Muitos de nós guardamos lembranças de entes queridos que morreram, e novas pesquisas sugerem que esse hábito é profundamente humano – e tem milhares de anos.
O estudo recém-publicado sobre este assunto enfoca ‘objetos deliberadamente depositados’ ou ‘coisas problemáticas’ – itens desenterrados por arqueólogos que normalmente não estariam lá, mas foram deliberadamente colocados, como pertences colocados em uma tumba, por exemplo.
A arqueóloga Lindsey Büster, da Universidade de York, no Reino Unido, argumenta que algumas dessas “coisas problemáticas” podem ser lembranças guardadas como lembretes de pessoas que já faleceram – e que artefatos arqueológicos muitas vezes teriam valor emocional associado a eles que nós não pense o suficiente hoje.
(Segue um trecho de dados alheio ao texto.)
PR #427, opened 2023-08-25
make (default)ImageOrg in magefile truly configurable

erdii:
### Check List Before Merging

- [x] This PR passes all pre-commit hook validations.
- [ ] This PR is fully tested and regression tests are included.
- [x] Relevant documentation has been updated.

### Additional Information

test using 
```bash
./mage dev:teardown
IMAGE_ORG=eef-freef.io/sbubby ./mage dev:deploy

export KUBECONFIG=$PWD/.cache/dev-env/kubeconfig.yaml
kubectl get deployment -n package-operator-system package-operator-manager -o yaml \
  | yq '.spec.template.spec.containers[0].image'
# should output something like:
# eeef-freef.io/sbubby/package-operator-manager@sha256:e8d3ed5dd738dc7820f5a05bc8b4ae083686efd85827f7f821ae11f9272ba9c3
```

PR #430, opened 2023-08-25
retroactively apply PR review suggestion from @kostola

erdii:
This is in a new PR because prow merged the other PR without waiting for the change request to be closed: https://github.com/package-operator/package-operator/pull/427#discussion_r1305396387


kostola (approved):
So minimalist yet so beautiful

PR #467, opened 2023-09-08
[MTSRE-1471] Fix race condition in objectset handover integration tests

erdii:
by moving  assertions that should happen after the new object set becomes available after the code that waits for it to become available.

Previous to this fix, testing a cpu-starved PKO would often result in a failure when the tests asserted that object had already fully been handed over, when pko only had reported that the new object set was already created and unavailable due to failing probes on an already existing object.

```
    hypershift_test.go:91:
        	Error Trace:	/home/erdii/projects/redhat/github.com/package-operator/package-operator/integration/package-operator/objectset_test.go:763
        	           				/home/erdii/projects/redhat/github.com/package-operator/package-operator/integration/package-operator/objectset_test.go:505
        	           				/home/erdii/projects/redhat/github.com/package-operator/package-operator/integration/package-operator/hypershift_test.go:91
        	Error:      	Should be true
        	Test:       	TestHyperShift/ObjectSetHandover
        	Messages:   	controller name of default-test-hc/cm-1 not prefixed with test-rev2
--- FAIL: TestHyperShift (74.36s)
    --- PASS: TestHyperShift/HyperShift_Installation (1.11s)
    --- PASS: TestHyperShift/ObjectSetSetupPauseTeardown (17.16s)
    --- FAIL: TestHyperShift/ObjectSetHandover (2.04s)
FAIL
```

PS: why does `go mod tidy` bump a dependency here?

### Change Type

Bug Fix

### Check List Before Merging

### Additional Information

Reproducing the bug can by done by patching the pko deployment template file and removing pko package test-fixtures prior to running the integration tests on main.
Validating the fix can be done by then checking out the fix (while keeping the patched deployment template), and rerunning integration tests (with a cluster teardown in between).

```bash
# removing package test fixtures
rm -rf packages/package-operator/.test-fixtures

# patching the deployment template:
git apply <(cat <<EOF
diff --git a/config/packages/package-operator/package-operator-manager.Deployment.yaml.gotmpl b/config/packages/package-operator/package-operator-manager.Deployment.yaml.gotmpl
index 72bc06b..6ff9b6e 100644
--- a/config/packages/package-operator/package-operator-manager.Deployment.yaml.gotmpl
+++ b/config/packages/package-operator/package-operator-manager.Deployment.yaml.gotmpl
@@ -93,10 +93,10 @@ spec:
         # default resources
         resources:
           limits:
-            cpu: 200m
+            cpu: 10m
             memory: 400Mi
           requests:
-            cpu: 200m
+            cpu: 10m
             memory: 300Mi
 {{- end}}
 {{- if hasKey . "environment" }}
EOF
)

# recreating cluster and running integration tests:
./mage dev:teardown dev:integration
```

### DIFF
--- a/integration/package-operator/objectset_test.go
+++ b/integration/package-operator/objectset_test.go
@@ -418,6 +418,15 @@ func defaultObjectSetRev2(cm1, cm3 *corev1.ConfigMap, rev1 *corev1alpha1.ObjectS
 	}, nil
 }
 
+func isControllerOf(objectReferences []corev1alpha1.ControlledObjectReference, expected corev1alpha1.ControlledObjectReference) bool {
+	for _, ref := range objectReferences {
+		if reflect.DeepEqual(ref, expected) {
+			return true
+		}
+	}
+	return false
+}
+
 func runObjectSetHandoverTest(t *testing.T, namespace, class string) {
 	t.Helper()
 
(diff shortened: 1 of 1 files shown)


integration/package-operator/objectset_test.go
```diff
@@ -418,6 +418,15 @@ func defaultObjectSetRev2(cm1, cm3 *corev1.ConfigMap, rev1 *corev1alpha1.ObjectS
 	}, nil
 }
 
+func isControllerOf(objectReferences []corev1alpha1.ControlledObjectReference, expected corev1alpha1.ControlledObjectReference) bool {
```
eqrx, line 421: I could have sworn we had this method flying around somewhere but I can't find it anymore. Would it be a good idea to move this one here to some util pkg?

integration/package-operator/objectset_test.go
```diff
@@ -418,6 +418,15 @@ func defaultObjectSetRev2(cm1, cm3 *corev1.ConfigMap, rev1 *corev1alpha1.ObjectS
...
+	for _, ref := range objectReferences {
+		if reflect.DeepEqual(ref, expected) {
```
eqrx, line 423: Isn't there a nicer way than using reflect here? :D I mean, in k8s it seems to be usual but I can't help it

erdii:
Superseded by https://github.com/package-operator/package-operator/pull/495

PR #502, opened 2023-09-21
Let bootstrapper only handle package operator packages

eqrx:
### Check List Before Merging


thetechnick (changes requested):
This PR mus also stop the ClusterObjectSet and ClusterObjectDeployment controllers from working on other packages during bootstrap.

internal/controllers/objectdeployments/objectdeployment_controller.go
```diff
@@ -106,25 +106,25 @@ func NewClusterObjectDeploymentController(
...
-func (od *GenericObjectDeploymentController) Reconcile(
-	ctx context.Context, req ctrl.Request,
-) (ctrl.Result, error) {
+func (od *GenericObjectDeploymentController) Reconcile(ctx context.Context, req ctrl.Request) (res ctrl.Result, err error) {
 	log := od.log.WithValues("ObjectDeployment", req.String())
 	defer log.Info("reconciled")
+
+	/*if od.isBootstrap && req.Name != "package-operator" {
+		return
+	}*/
```
erdii, line 119: Since we have multi-component packages coming, we'll probably split the package-operator package into separate packages (for example putting the webhooks into a sub-component).

This will obviously not work with a single-hardcoded name, so I think we should use a labelSelector to select PKO components that the bootstrapper will reconcile.

PR #505, opened 2023-09-22
Add file access from template engine

thetechnick:
### Summary
Allows to include static - non templated - files into templates.

### Change Type
New Feature

### Check List Before Merging

- [x This PR passes all pre-commit hook validations.


go.mod
```diff
@@ -9,6 +9,7 @@ require (
 	github.com/davecgh/go-spew v1.1.1
 	github.com/disiqueira/gotree v1.0.0
 	github.com/go-logr/logr v1.2.4
+	github.com/gobwas/glob v0.2.3
```
eqrx, line 12: https://pkg.go.dev/path/filepath#Glob can't be used since you want to use `**` right

internal/packages/packagecontent/topackage.go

“Meu trabalho usa a arqueologia para abrir discussões sobre morte, morrer e luto na sociedade contemporânea, demonstrando que mesmo os objetos mais mundanos podem assumir um significado especial se se tornarem lembretes tangíveis de entes queridos que não estão mais fisicamente conosco”, diz Büster.
Como um estudo de caso, a pesquisa aponta para o assentamento do forte escocês da Idade do Ferro de Broxmouth (640 aC a 210 dC). Aqui, itens do dia a dia, incluindo quernstones (para moer grãos) e colheres de osso, foram encontrados embutidos em paredes de edifícios – e provavelmente foram colocados ali deliberadamente.
Esses objetos aparentemente armazenados em cache não são incomuns, e Büster sugere que as pessoas da época podem ter relutado em jogá-los fora por causa da ligação que tinham com alguém que havia morrido. Hoje, mesmo os itens mais mundanos podem assumir um significado especial após um luto.
Objetos que não são mais úteis ou desejados, mas que têm valor sentimental e, portanto, são emocionalmente difíceis de jogar fora, podem ser responsáveis por muito mais itens descobertos em escavações arqueológicas do que se pensava anteriormente, de acordo com o estudo.
“É importante reconhecer a força emocional bruta que os objetos do dia-a-dia podem adquirir em determinados momentos e lugares”, diz Büster.
“Os arqueólogos tendem a se concentrar no alto valor material ou na quantidade de objetos recuperados e os interpretam como depositados para custódia ou como presentes aos deuses.”
No exemplo da Idade do Ferro na Grã-Bretanha, onde o enterro de corpos não era comum, incorporar objetos associados aos mortos em prédios e outros locais e depósitos pode muito bem ter sido uma forma de criar sepulturas “invisíveis”, diz Büster.
Para pelo menos algumas das moradias em Broxmouth, parece que o depósito de objetos nas paredes funcionou como uma forma de homenagem às pessoas que já moravam lá – embora seja difícil saber com certeza pelas evidências que temos.
Embora a dor e o luto sejam tratados de forma diferente por sociedades diferentes, Büster apresenta a ideia de que ver alguns objetos como lembranças de entes queridos perdidos pode ser uma maneira útil de visualizar partes do registro arqueológico.
“Os arqueólogos tendem a advertir contra o transplante de emoções modernas para sociedades passadas, mas eu sugiro que a universalidade de certas emoções permite a extrapolação de experiências modernas para o passado, mesmo que as especificidades variem”, diz Büster.